In [1]:
import numpy as np
import pandas as pd
import helper

In [2]:
from sklearn.linear_model import LinearRegression
from sklearn.linear_model import Lasso
from sklearn.model_selection import KFold
from sklearn.model_selection import GridSearchCV
from sklearn.preprocessing import OneHotEncoder
from sklearn.compose import ColumnTransformer
from sklearn.preprocessing import StandardScaler
from sklearn.feature_selection import SelectFromModel
import matplotlib.pyplot as plt
import seaborn as sns
import matplotlib.style as style
style.use('fivethirtyeight')

In [3]:
## colors
colors = ["#FF0B04", "#F1BE48",
           "#B9975B", "#8B5B29",
           "#524727",
         ]
sns.set_palette(sns.color_palette(colors))

In [4]:
## open housing latlong info
latlong = pd.read_csv('ames_housing_latlong.csv',index_col=0,low_memory = False)

In [5]:
## load housing data
housing = pd.read_csv('Ames_Housing_Price_Data.csv', index_col=0,low_memory = False)
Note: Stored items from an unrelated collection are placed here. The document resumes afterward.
PR #756, opened 2020-03-09
Feature Layer Selection -> Kotlin 

Rachael-E:
This was a fairly straight forward conversion to Kotlin. I've opted for a `.let` on the `mapView` so as to keep it in scope for the DefaultMapViewOnTouchListener. When comparing it to the Java Android implementation, I also removed a Logcat for getting the feature table name since it's not part of the design and I don't think is required for the sample. I also slightly increased the tolerance so that more than one feature could be easily selected (so it's not just saying "1 feature selected" the whole time).

@TADraeseke could you take a first look please when you have a moment? Thanks!


kotlin/feature-layer-selection/src/main/java/com/esri/arcgisruntime/sample/featurelayerselection/MainActivity.kt
```diff
@@ -0,0 +1,126 @@
...
+      // add the feature layer to the map's operational layers
+      operationalLayers.add(featureLayer)
+    }
+
+    mapView.let {
+      // set the map to be displayed in the layout's map view
+      it.map = streetsMap
+      // give any item selected on the map view a red selection halo
+      it.selectionProperties.color = Color.RED
+
```
TADraeseke: maybe remove whitespace here and 2 lines below to match compactness of the rest of the sample

kotlin/feature-layer-selection/src/main/java/com/esri/arcgisruntime/sample/featurelayerselection/MainActivity.kt
```diff
@@ -0,0 +1,126 @@
...
+    val streetsMap = ArcGISMap(Basemap.createStreets()).apply {
+      // set an initial view point
+      initialViewpoint = Viewpoint(Envelope(
+        -1131596.019761, 3893114.069099, 3926705.982140, 7977912.461790,
+        SpatialReferences.getWebMercator()))
+      // add the feature layer to the map's operational layers
+      operationalLayers.add(featureLayer)
+    }
+
+    mapView.let {
```
TADraeseke: Fine to use a let, but apply is still possible here just FYI. For the onTouchListener you'd have to do:

it.onTouchListener = object : DefaultMapViewOnTouchListener(this@MainActivity, this) { (or something like this, I haven't got this loaded in a compiler at the moment)

Rachael-E: oh cool, that's good to know thanks! I just saw it complain with apply and assumed you couldn't use it since it didn't return a Unit? I think it was. Good to know the different parameters can get around this. I'll keep it as let in the meanwhile. Though I couldn't get the apply to compile using the above without recalling mapView explicitly and it seems yucky :(

Rachael-E:
@TADraeseke thanks! Those changes made. I'll ask @hud10837 to do a second review if you could approve those changes? Thanks!

kotlin/feature-layer-selection/README.md
```diff
@@ -0,0 +1,34 @@
+# Feature layer selection
+
+Select features in a feature layer.
+
+![Image of feature layer selection](feature-layer-selection.png)
+
+## Use case
+
+Selecting features, whether by query or identify, can be an important step both in editing data and visualizing results. One possible use case would be to query a feature layer containing street furniture. A query might look for type "bench" and return a list of bench features contained in the features with an attribute of type bench. These might be selected for further editing (see FeatureQueryResult) or may just be highlighted visually.
```
hud10837: "whether by query or identify" probably is worded correctly according to api, but it sounds pretty strange. Perhaps identification?

kotlin/feature-layer-selection/build.gradle
```diff
@@ -0,0 +1,27 @@
...
+        release {
+            minifyEnabled false
+            proguardFiles getDefaultProguardFile('proguard-android.txt'), 'proguard-rules.pro'
+        }
+    }
+}
+
+dependencies {
+    // arcgis-android & appcompat lib dependencies from rootProject build.gradle
+    implementation "androidx.constraintlayout:constraintlayout:$constraintLayoutVersion"
```
hud10837: Something Soren has been pointing out: We don't really need the constraint layout if it's just the one map view, and you could remove it and the dependency. But we should keep the comment on line 25 and the dependencies block to remind people about arcgis dependencies

kotlin/feature-layer-selection/src/main/res/layout/activity_main.xml
```diff
@@ -0,0 +1,19 @@
+<?xml version="1.0" encoding="utf-8"?>
+<androidx.constraintlayout.widget.ConstraintLayout
+    xmlns:android="http://schemas.android.com/apk/res/android"
+    xmlns:tools="http://schemas.android.com/tools"
+    xmlns:app="http://schemas.android.com/apk/res-auto"
+    android:layout_width="match_parent"
+    android:layout_height="match_parent"
+    tools:context="com.esri.arcgisruntime.sample.featurelayerselection.MainActivity">
+
+    <com.esri.arcgisruntime.mapping.view.MapView
```
hud10837: As mentioned above, it's possible to remove the constraint layout and just have the mapview here

kotlin/feature-layer-selection/README.md
Rachael-E: I know what you mean, but since it makes sense from an API perspective, let's leave as is as I think it's clear enough :)

Rachael-E:
thanks @hud10837, I removed the constraint layout! Merging now.

PR #757, opened 2020-03-10
Trev8939/provision

TADraeseke:
Hi @Rachael-E - Could you review please?


java/display-kml/README.metadata.json
```diff
@@ -12,6 +12,12 @@
         "Portal",
         "PortalItem"
     ],
+    "provision_from": [
+        "https://arcgisruntime.maps.arcgis.com/home/item.html?id=324e4742820e46cfbe5029ff2c32cb1f"
+    ],
+    "provision_to": [
+        "/US_State_Capitals.kml"
```
Rachael-E: looking at the path for this data in the sample, I think this should be `/ArcGIS/Samples/KML/US_State_Capitals.kml`?

java/generate-geodatabase/README.metadata.json
```diff
@@ -15,6 +15,12 @@
         "MapView",
         "ServiceFeatureTable"
     ],
+    "provision_from": [
+        "https://arcgisruntime.maps.arcgis.com/home/item.html?id=72e703cd01654e7796eb1ae75af1cb53"
+    ],
+    "provision_to": [
+        "/ArcGIS/samples/TileCache/SanFrancisco.tpk"
```
Rachael-E: not sure how much casing matters but, wondering if this should be `/Samples/` to match the resource string in the sample. Same applies for other instances of this in the PR

kotlin/custom-dictionary-style/README.metadata.json
```diff
@@ -13,6 +13,12 @@
         "Style",
         "Unique value"
     ],
+    "provision_from": [
+        "https://arcgisruntime.maps.arcgis.com/home/item.html?id=751138a2e0844e06853522d54103222a"
+    ],
+    "provision_to": [
+        "/Restaurant.stylx"
```
Rachael-E: just a question, does it matter that the data will be stored in two different ways? e.g. this way vs storing it in an ArcGIS/Samples directory. I wondered if the former is legacy from using SD card storage? And going forward with Kotlin we'd keep with the "/dataString.tpk" format?

java/generate-geodatabase/README.metadata.json
TADraeseke: I think it's ok, but thanks for checking!

kotlin/custom-dictionary-style/README.metadata.json
TADraeseke: Eagle eyes! Yes, alot of the longer preamble in the paths ArcGIS/Samples/<data_type>/ will be dropped as we move away from SD card storage towards scoped storage

TADraeseke:
Thanks @Rachael-E!

PR #772, opened 2020-03-20
Missing readmes

hud10837:
Hiya, these are the missing readmes that Rachael mentioned in the readme PR. Most of them were actually here already, so pay close attention to "Unique value renderer" and "feature layer show attributes", which are new. Thanks!


java/feature-layer-show-attributes/README.md
```diff
@@ -1,19 +1,30 @@
-# Feature Layer Show Attributes
+# Feature layer show attributes
+
 Return all loaded features from a query to show all attributes.
 
 ![Feature Layer Show Attributes App](feature-layer-show-attributes.png)
 
+## Use case
+
+Attributes can be used to help describe the objects represented by a feature.
```
TADraeseke:
```suggestion
Attributes can be used to help describe the objects represented by a feature. A geologist might use an attribute to describe the rock type of polygons representing surface geology. Archaeologists might use attributes to record the stratigraphic layer of finds represented as point features.
```

or something like that

hud10837:
@TADraeseke thanks for the suggestion. Unfortunately this is the sample without a common design or implementation on other platforms---I don't know if you saw the chat.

train, test = helper.data_processing_wrapper(housing, remove_PID=False, 
                                               num_to_cat_list = ['MSSubClass'])
cat_feats = train.select_dtypes(['object','bool']).columns.to_list()
num_cols = train.select_dtypes(['float64','int64']).columns.to_list()
num_cols.remove('SalePrice')


In [6]:
colnames = ['PID', 'Prop_Addr', 'latitude', 'longitude']
latlong = latlong[colnames]

In [23]:
combined_train = train.merge(latlong, how = 'left', left_on = 'PID', right_on = 'PID')
combined_test = test.merge(latlong, how = 'left', left_on = 'PID', right_on = 'PID')

In [8]:
## Identify missing values in lat long 
print(combined_train.latitude.isna().sum())
print(combined_train.longitude.isna().sum())
print(combined_test.latitude.isna().sum())
print(combined_test.longitude.isna().sum())

## get the geo cordinates and set the dictionary for housing dataset
combined_train, latlong_map = helper.geo_cords_imputing(combined_train)
combined_test = helper.geo_cords_imputing(combined_test, latlong_map)

## using latlong dictionary, assign lat-long to training dataset
combined_train = combined_train.dropna(subset=['latitude', 'longitude'])
combined_train = combined_train.reset_index(drop=True)

# Check missing values
## Identify missing values in lat long 
print(combined_train.latitude.isna().sum())
print(combined_train.longitude.isna().sum())
print(combined_test.latitude.isna().sum())
print(combined_test.longitude.isna().sum())

15
15
4
4
0
0
0
0


In [9]:
print(combined_train.latitude.isna().sum())
print(combined_train.longitude.isna().sum())
print(combined_test.latitude.isna().sum())
print(combined_test.longitude.isna().sum())

0
0
0
0


In [10]:
combined_train.shape

(1868, 84)

## Latlong

In [11]:
from geopy.geocoders import Nominatim
from geopy.extra.rate_limiter import RateLimiter

In [12]:
## Load parks data
parks = pd.read_csv('parks2.csv', low_memory = False)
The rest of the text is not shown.